* _WORK ORDER_
Every record needs to be restated word for word.

=== Section Start ===

PR #286, opened 2023-12-16
Remove 'Tomogram' from Available Files filter

richaagarwal:
Removing `Tomogram` from the Available Files filters (as at least a stopgap) due to the query timing out.


kandarpksk:
LGTM!

Issue #215, opened 2023-12-06
[staging] General Error flashing in frontend


lauramarcos:
**Description**
There are a few of these that happen as a result of some of the data not being available when the UI is ready to render, but we're not properly handling the data not being available but when the data becomes available then the application re-renders which is why there's an error flash

**Steps to Reproduce**
1. Click on any Dataset listed
2. Click on "Back to Results" link
3. Pay attention to image

**Actual Results**
Application error image flashed when coming back to Browse Data page

**Expected Results**
This error flashing should not happened

**Evidence**

https://github.com/chanzuckerberg/cryoet-data-portal/assets/63799148/54f70cc4-ab94-4803-b45f-e0733fa22e9c

lauramarcos:
@codemonkey800 I experienced a couple of these flashing bugs today but I am not certain if I will find them again.. I will leave this open for now and keep checking... I cannot say this is fixed yet tho!

lauramarcos:
@codemonkey800 I am still seeing these flashing errors, this evidence is from today


https://github.com/chanzuckerberg/cryoet-data-portal/assets/63799148/e07aa613-a78a-4647-b395-a5f583c87ccf

lauramarcos:
Happening when clicking on "Learn More" in Precision tooltip


https://github.com/chanzuckerberg/cryoet-data-portal/assets/63799148/68fb8a42-92b9-4486-ad9d-18482eb731b9

lauramarcos:
In production:

https://github.com/chanzuckerberg/cryoet-data-portal/assets/63799148/c548ea6b-8cca-44ef-9cb9-c9cee4cbdfe4

jgadling:
This still happens fairly often for me in **firefox** and it doesn't just flash, but I get the error and I have to click "back" to proceed:
![Screenshot 2023-12-18 at 4 26 13 PM](https://github.com/chanzuckerberg/cryoet-data-portal/assets/475208/4fe6f130-707a-4f61-8ea9-ee463bf88d48)

junxini:
From the FAQ page, i clicked on "Browse Data" in the top navigation bar today and got this error that persisted:

https://github.com/chanzuckerberg/cryoet-data-portal/assets/98626158/6cec3397-91a3-4df7-82f6-ae55cdbf6b98

lauramarcos:
this no longer reproducible, hopefully does not show up again.. thank you all!!

PR #328, opened 2024-01-10
browse datasets error boundaries

codemonkey800:
Adds error boundaries to various components on the browse datasets page. This is to help identify the issue for the `insertNode` error that happens intermittently (see #215).

This should also improve the UX around the error by preventing the entire application from crashing, and allowing the user to refresh the error via a button.

This also sets up server side logging for errors that happen within the error boundary so that any errors that aren't captured as a result of this are logged somewhere in CloudWatch so that we can inspect it later.

**This does not fix the error, this is to purely help with identifying the issue + improving UX around the error**

## Demo

https://github.com/chanzuckerberg/cryoet-data-portal/assets/2176050/eed7d29e-4894-4c67-9804-8bfefe110088

image

### DIFF
--- a/frontend/packages/data-portal/app/components/ErrorBoundary.tsx
+++ b/frontend/packages/data-portal/app/components/ErrorBoundary.tsx
@@ -22,7 +22,6 @@ function FallbackRender({ error, resetErrorBoundary }: FallbackProps) {
 
   useEffect(() => {
     if (logId) {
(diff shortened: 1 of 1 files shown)


manasaV3 (approved):
lgtm! 🚢

kne42 (approved):
nice, this should improve UX a lot. is there any way to see the logs when e.g. prod errors?

kne42:
awesome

=== Section End ===

* _ANSWER_
PR #286, opened 2023-12-16
Remove 'Tomogram' from Available Files filter

richaagarwal:
Removing `Tomogram` from the Available Files filters (as at least a stopgap) due to the query timing out.


kandarpksk:
LGTM!

Issue #215, opened 2023-12-06
[staging] General Error flashing in frontend


lauramarcos:
**Description**
There are a few of these that happen as a result of some of the data not being available when the UI is ready to render, but we're not properly handling the data not being available but when the data becomes available then the application re-renders which is why there's an error flash

**Steps to Reproduce**
1. Click on any Dataset listed
2. Click on "Back to Results" link
3. Pay attention to image

**Actual Results**
Application error image flashed when coming back to Browse Data page

**Expected Results**
This error flashing should not happened

**Evidence**

https://github.com/chanzuckerberg/cryoet-data-portal/assets/63799148/54f70cc4-ab94-4803-b45f-e0733fa22e9c

lauramarcos:
@codemonkey800 I experienced a couple of these flashing bugs today but I am not certain if I will find them again.. I will leave this open for now and keep checking... I cannot say this is fixed yet tho!

lauramarcos:
@codemonkey800 I am still seeing these flashing errors, this evidence is from today


https://github.com/chanzuckerberg/cryoet-data-portal/assets/63799148/e07aa613-a78a-4647-b395-a5f583c87ccf

lauramarcos:
Happening when clicking on "Learn More" in Precision tooltip


https://github.com/chanzuckerberg/cryoet-data-portal/assets/63799148/68fb8a42-92b9-4486-ad9d-18482eb731b9

lauramarcos:
In production:

https://github.com/chanzuckerberg/cryoet-data-portal/assets/63799148/c548ea6b-8cca-44ef-9cb9-c9cee4cbdfe4

jgadling:
This still happens fairly often for me in **firefox** and it doesn't just flash, but I get the error and I have to click "back" to proceed:
![Screenshot 2023-12-18 at 4 26 13 PM](https://github.com/chanzuckerberg/cryoet-data-portal/assets/475208/4fe6f130-707a-4f61-8ea9-ee463bf88d48)

junxini:
From the FAQ page, i clicked on "Browse Data" in the top navigation bar today and got this error that persisted:

https://github.com/chanzuckerberg/cryoet-data-portal/assets/98626158/6cec3397-91a3-4df7-82f6-ae55cdbf6b98

lauramarcos:
this no longer reproducible, hopefully does not show up again.. thank you all!!

PR #328, opened 2024-01-10
browse datasets error boundaries

codemonkey800:
Adds error boundaries to various components on the browse datasets page. This is to help identify the issue for the `insertNode` error that happens intermittently (see #215).

This should also improve the UX around the error by preventing the entire application from crashing, and allowing the user to refresh the error via a button.

This also sets up server side logging for errors that happen within the error boundary so that any errors that aren't captured as a result of this are logged somewhere in CloudWatch so that we can inspect it later.

**This does not fix the error, this is to purely help with identifying the issue + improving UX around the error**

## Demo

https://github.com/chanzuckerberg/cryoet-data-portal/assets/2176050/eed7d29e-4894-4c67-9804-8bfefe110088

image

### DIFF
--- a/frontend/packages/data-portal/app/components/ErrorBoundary.tsx
+++ b/frontend/packages/data-portal/app/components/ErrorBoundary.tsx
@@ -22,7 +22,6 @@ function FallbackRender({ error, resetErrorBoundary }: FallbackProps) {
 
   useEffect(() => {
     if (logId) {
(diff shortened: 1 of 1 files shown)


manasaV3 (approved):
lgtm! 🚢

kne42 (approved):
nice, this should improve UX a lot. is there any way to see the logs when e.g. prod errors?

kne42:
awesome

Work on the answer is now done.